Overindulging in just about anything can be bad for you, but electronic gadgetry is something that holds a special place on the list of things that you can get too much of. It's long been known that working and playing too much with any kind of electronics can have some negative side effects, including a nasty crick in the neck or a downward shift in posture. Aside from the discomfort, this can cause a number of long-term issues and have serious consequences for a person's looks. Some experts in India have taken to calling this "tech neck" and have outlined a few of the more visible symptoms and long-term effects of the ailment.

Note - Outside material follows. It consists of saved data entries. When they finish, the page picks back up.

PR #1456, opened 2018-01-20
[post v0.15] QInputFrame: Consolidation and redesign of details pattern.

realcarbonneau:
The details features provides (feel free to provide a better name) the user with an additional display that contains a helper or picker with additional details to make value selection more visual.

I have consolidated the dropdown option of the QColor, QDatetime and QSelect into a consolidated feature withing the QInputFrame.  I have also added it to the QInput as an example of it's use.

The feature is controlled by the detailsIcon prop which can be have the following values:
1) false: force deactivation of the icon
2) true, defined or empty string: force activation of the default icon
3) string: force the display of the specified icon in the string
4) undefined: If the component has a defaultDetailsIcon computed property, display the default icon, if not, no icon.

New default icon choices (integrated in icon globals):
1) Date and Datetime: calendar
2) Time: clock
3) Color: color palette

Clicking the details icon emits a 'details' event.  In the QInput, I have also passed the event on to the parent so that user can use this feature.

I have not yet changed the click behavior of the existing components to use the details event to keep this PR simple, and I want to think more about the full input box click versus the details icon click, and direct input box editing for details enabled inputs.

Please leave most of my comments in place for my future sanity and for others to better understand the code.  

Here are the videos:
qinputframe-qdatetime

qinputframe-qcolor

qinputframe-qselect

qinputframe-qinput

### DIFF
--- a/dev/components/form/color-picker.vue
+++ b/dev/components/form/color-picker.vue
@@ -68,6 +68,15 @@
       <q-color popover v-model="inputModelRgb" float-label="RGB Popover" />
       <q-color modal   v-model="inputModelRgb" float-label="RGB Modal" />
       <q-color modal   v-model="inputModelRgb" float-label="RGB Modal Readonly " readonly  />
+      
+      <h4>Details Icon Variations</h4>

The constant bending downward that's inherent to the use of just about any piece of tech, from a laptop to a smartphone, as well as a habit of hunching forward while sitting when working with a computer or using a game console can all contribute to "tech neck". That familiar stiffness comes with more than its fair share of side effects, however; experts have noted that things like sagging skin under the neck, heavy frown lines, creasing near the collarbones and bags under the eyes can all spring from overuse of technology. Along with these outer changes, curvature of the spine and changes to the nearby bone and muscle structure can occur, forever altering one's posture. While many of these ailments typically come naturally with old age, patients are being spotted younger and younger showing these signs as the march of tech moves on.
Some studies peg the top age groups in the mobile world as being between 19 and 30, making them prime candidates for these sorts of issues to manifest and even cause indirect health issues. According to Mohan Thomas of the cosmetic surgery institute, the shortening of the neck muscles that comes as part and parcel of "tech neck" can cause a creased, drooping appearance known as "smartphone face". He advised that tech-loving folk are often unaware of the harm being done, and should begin taking steps to both limit their usage of devices like computers and smartphones.